Test the LLM output as text first. Read the LLM's response out loud before synthesizing it. If it sounds awkward when you read it, it will sound worse from the TTS model. Fix the system prompt until the raw text reads naturally.
Start with normalization on. Automatic text normalization handles the common cases (dates, prices, phone numbers) without any prompt engineering. Only turn it off when you need full control over pronunciation.
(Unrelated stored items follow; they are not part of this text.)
PR #683, opened 2020-08-11
HTTP Fix Controller is Undefined

rgomezp:
# Description
## 1 Line Summary
Fixes issue on HTTP sites introduced during Outcomes release where access to the service worker from an HTTP site isn't available

## Details
This fix addresses issue where `WorkerMessenger.js:118 Uncaught (in promise) TypeError: Cannot read property 'controller' of undefined` is thrown on HTTP sites. The reason this fails is because `isSecureContext` is `false` in the iframe context due to ancestry rules. In other words, the iframe is not considered secure because it is a child of the host (page) which is insecure (http) and so can't establish the messaging channel. From MDN:

`For example, even for a document delivered over TLS within an <iframe>, its context is not considered secure if it has an ancestor that was not also delivered over TLS.`
([source](https://developer.mozilla.org/en-US/docs/Web/Security/Secure_Contexts))

To resolve, we switch to use `getInterpretedAmbiguousPermission` which is a workaround to Chrome 62+'s permission ambiguity for "denied" permissions, we assume the permission is "default" until we actually record the permission being "denied" or "granted". This allows our best-effort approach to subscribe new users, and upon subscribing, if we discover the actual permission to be denied, we record this for next time.

# Systems Affected
   - [x] WebSDK
   - [ ] Backend
   - [ ] Dashboard

# Validation
### Checklist

**Programming Checklist**
Interfaces:

Functions:

Typescript:
   - [ ] No Typescript warnings
   - [x] Avoid silencing null/undefined warnings by with the explanation point

Other:

### Checklist

---

## Related Tickets

---

---
This change is [Reviewable](https://reviewable.io/reviews/onesignal/onesignal-website-sdk/683)

### DIFF
--- a/src/managers/sessionManager/page/SessionManager.ts
+++ b/src/managers/sessionManager/page/SessionManager.ts
@@ -41,7 +41,8 @@ export class SessionManager implements ISessionManager {
     ) {
       Log.debug("Notify SW to upsert session");
       await this.context.workerMessenger.unicast(WorkerMessengerCommand.SessionUpsert, payload);
-    } else if (this.context.environmentInfo.isUsingSubscriptionWorkaround) {
+    } else if (this.context.environmentInfo.canTalkToServiceWorker &&
+        this.context.environmentInfo.isUsingSubscriptionWorkaround) {
       Log.debug("Notify iframe to notify SW to upsert session");
       await OneSignal.proxyFrameHost.runCommand(OneSignal.POSTMAM_COMMANDS.SESSION_UPSERT, payload);
     } else { // http w/o our iframe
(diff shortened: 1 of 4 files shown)


src/managers/sessionManager/page/SessionManager.ts
```diff
@@ -222,6 +222,11 @@ export class SessionManager implements ISessionManager {
       return;
     }
 
+    if (!this.context.environmentInfo.canTalkToServiceWorker) {
+      Log.debug("Not setting session event listeners. No SW possible 2.");
```
jkasten2, line 226: Would be more useful with a more detailed error message such as.
```
Not setting session event listeners, can't talk to ServiceWorker due being hosted on an HTTP page.
```

src/managers/sessionManager/page/SessionManager.ts
```diff
@@ -193,7 +193,12 @@ export class SessionManager implements ISessionManager {
       this.context.environmentInfo.isBrowserAndSupportsServiceWorkers ||
       this.context.environmentInfo.isUsingSubscriptionWorkaround
     ) {
-      this.setupSessionEventListeners();
+      if (this.context.environmentInfo.canTalkToServiceWorker) {
```
jkasten2, line 198: This seems backwards, if we can talk to the sw shouldn't we call `this.setupSessionEventListeners()` to setup the message with the sw?

rgomezp: I think you're right. Fixed

src/managers/sessionManager/page/SessionManager.ts
jkasten2: Confirmed fixed

PR #684, opened 2020-08-13
Use site name as default notification title

itrush:
## One Line Summary
Use site name as default notification title

## Details
As described in [this epic](https://onesignal.atlassian.net/browse/OS-4876):

Currently if notification does not have a title specified in the dashboard, the web sdk first attempts to use `defaultTitle` provided via `setDefaultTitle` and then `pageTitle` which is set during OneSignal initialization as `document.title` of the page.

The problem is that if user subscribes for notifications for the whole site while being on some topic specific page, e.g. looking at the page with title `My Site Sports`, all their notifications will have this value used as a site's name going forward.

Solution:
Pass site name to web sdk (actually already happening) and use it in web sdk to save as the page title.
Order of title resolution:
actual notification title if present -> default title (provided via `setDefaultTitle`) -> page title

For http integration had to make this change on the dashboard - https://github.com/OneSignal/OneSignal/pull/4642.

## Screenshots
Screen Shot 2020-08-12 at 5 59 13 PM

---

## Related Tickets
https://onesignal.atlassian.net/browse/OS-4950

---
This change is [Reviewable](https://reviewable.io/reviews/onesignal/onesignal-website-sdk/684)

### DIFF
--- a/src/OneSignal.ts
+++ b/src/OneSignal.ts
@@ -306,7 +306,7 @@ export default class OneSignal {
         MainHelper.checkAndTriggerNotificationPermissionChanged();
       });
 
-      await InitHelper.initSaveState(document.title);
+      await InitHelper.initSaveState();
       await InitHelper.saveInitOptions();
       if (SdkEnvironment.getWindowEnv() === WindowEnvironmentKind.CustomIframe)
         await Event.trigger(OneSignal.EVENTS.SDK_INITIALIZED);
--- a/src/OneSignal.ts
+++ b/src/OneSignal.ts
@@ -75,8 +75,8 @@ export default class OneSignal {
   }
 
   /**
-   * Sets the default title to display on notifications. Will default to the page's document.title
-   *  if you don't call this.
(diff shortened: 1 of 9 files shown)


src/OneSignal.ts
```diff
@@ -306,7 +306,9 @@ export default class OneSignal {
         MainHelper.checkAndTriggerNotificationPermissionChanged();
       });
 
-      await InitHelper.initSaveState(document.title);
+      await InitHelper.initSaveState(
+        OneSignal.config && OneSignal.config.siteName ? OneSignal.config.siteName : document.title
```
jkasten2, line 310: After this change it isn't clear that is setting. We could assign the ternary result to a var that is descriptive such as `defaultNotificationTitle`.
```typescript
let defaultNotificationTitle = OneSignal.config && OneSignal.config.siteName ? OneSignal.config.siteName : document.title;
await InitHelper.initSaveState(defaultNotificationTitle);
```

PR #706, opened 2020-09-23
Build and publish Staging- files to S3 in Travis

terrynsun:
Staging- files are currently served from rails on staging-01, but we'd
like them to be served by turbine instead, as in prod, and to simplify
URL routing. This change pushes Staging- files to S3, so turbine can
download and serve them.

# Systems Affected
* [x] WebSDK
* [ ] Backend
* [ ] Dashboard

---
This change is [Reviewable](https://reviewable.io/reviews/onesignal/onesignal-website-sdk/706)

### DIFF
--- a/.travis.yml
+++ b/.travis.yml
@@ -12,6 +12,7 @@ cache:
 script:
   - yarn test:noWatch
   - yarn build:prod
+  - yarn build:staging
   # thanks to https://graysonkoonce.com/getting-the-current-branch-name-during-a-pull-request-in-travis-ci/
   - BRANCH=$(if [ "$TRAVIS_PULL_REQUEST" == "false" ]; then echo $TRAVIS_BRANCH; else echo $TRAVIS_PULL_REQUEST_BRANCH; fi)
   - if [ "$BRANCH" = "master" ]; then ./.travis/s3-simple-upload-all.sh build/releases s3://onesignal-build/websdk/$TRAVIS_COMMIT && ./.travis/s3-simple-upload-all.sh build/amp s3://onesignal-build/websdk/$TRAVIS_COMMIT && echo Successfully uploaded Web SDK artifacts for version $TRAVIS_COMMIT; else echo Not uploading artifacts for this build; fi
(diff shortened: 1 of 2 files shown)


RyanAmos (commented):
Will let @jkasten2  review this since he knows better wether there's any issues here.

.travis.yml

Match fillers to context. Filler words make a companion sound human. They make a support agent sound unreliable. Your system prompt should explicitly include or exclude them based on the application.
Keep responses short for voice. A paragraph that works as text becomes exhausting as audio. Instruct the LLM to answer in one or two sentences unless the question genuinely requires more.
Iterate on tag quality. Check that the LLM isn't applying tags that contradict the content. A [sound happy] tag on a rejection message produces degraded output. Review a sample of LLM outputs during testing and refine the system prompt until the tags consistently match the content.
Use emphasis selectively. Capitalizing one word per sentence draws attention. Capitalizing five words per sentence creates noise. Instruct the LLM to use emphasis only on the word the listener needs to catch: a deadline, a price, a required action.